= Johannes Fründ =

Swiss writer (1400–1500)

Johannes Fründ (Hans Fründ, c. 1400-1468) was a Swiss clerk and chronicler.

Born and educated in Lucerne, he was employed as a scribe in that city in 1429, working under Egloff Etterlin.
Around the year 1430, he wrote about the ongoing witch-trials in Valais.

From 1437 to 1453, he was state secretary (Landschreiber) of Schwyz. In this function, he participated in several Swiss Diets and also served as scribe on campaign during the Old Zürich War (1440–46). His chronicle on the Zürich War is essentially a contemporary eyewitness account. Fründ appears to have contracted a serious illness in 1447 which prevented him from completing the chronicle, so the text does not cover the peace negotiations and final treaty of 1450.

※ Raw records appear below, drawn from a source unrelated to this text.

Issue #67, opened 2018-04-10
Windows: mouse support, resizing support


migueldeicaza:
Need to add mouse support on Windows, which seems to require this:

https://docs.microsoft.com/en-us/windows/console/reading-input-buffer-events

https://docs.microsoft.com/en-us/windows/console/console-input-buffer

migueldeicaza:
Added some of the support for input buffers now.

migueldeicaza:
Fixed by @nickvdyck pull request.

PR #82, opened 2018-05-10
Windows: Implementing mouse events and writing to console buffers

nickvdyck:
This is a first initial implementation of making mouse events work on windows. Related to #67 although this does not solve the resizing issues.

It still pretty rough at the moment, just wondering what you think. It is built upon the initial work that was already in place, just had to wire some bits up.

Currently tested on .net core 2.1.0.rc1 and full framework 471.
Also verified that I didn't break any unix stuff. Ubuntu 16.04 dotnet core 2.1.0.rc1 and mono 5.10.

Fründ remained in Schwyz until 1457. In that year, he was again employed by Lucerne in the office of court secretary (Gerichtsschreiber) after an unsuccessful application for the position of state secretary (Stadtschreiber).

Fründ was married three times, to Elli Bumbel, then Adelheid von Tengen, and finally to Margaretha Giessmann. He died probably in 1468, and certainly before 10 March 1469. He appears to have had acquired some wealth, as there are records of a dispute over his inheritance between his third wife and his daughter from his second marriage.

Fründ's chronicle is one of the main sources (alongside Conrad Justingers Bernese Chronicle of c. 1430) used in the Tschachtlanchronik of 1470. Similarly, Diebold Schilling the Elder used substantial portions of Fründ's text in his 1483 chronicle. Although Fründ's text was widely received by way of the works of these later writers, his own authorship was mostly forgotten, and his own works misattributed. Fründ's chronicle was considered lost, and Heinrich Bullinger misattributed his text to one Ulrich Wagner. He was only remembered as a chronicler by Aegidius Tschudi (c. 1550), who is otherwise not known as a very reliable witness. Fründ's identity and authorship was eventually recovered in Swiss historiography in the 1870s, first by Hungerbühler (1871), who however misattributed an early text on the Swiss Swedish origin legend to Fründ, the text of his chronicle being edited by Kind (1875).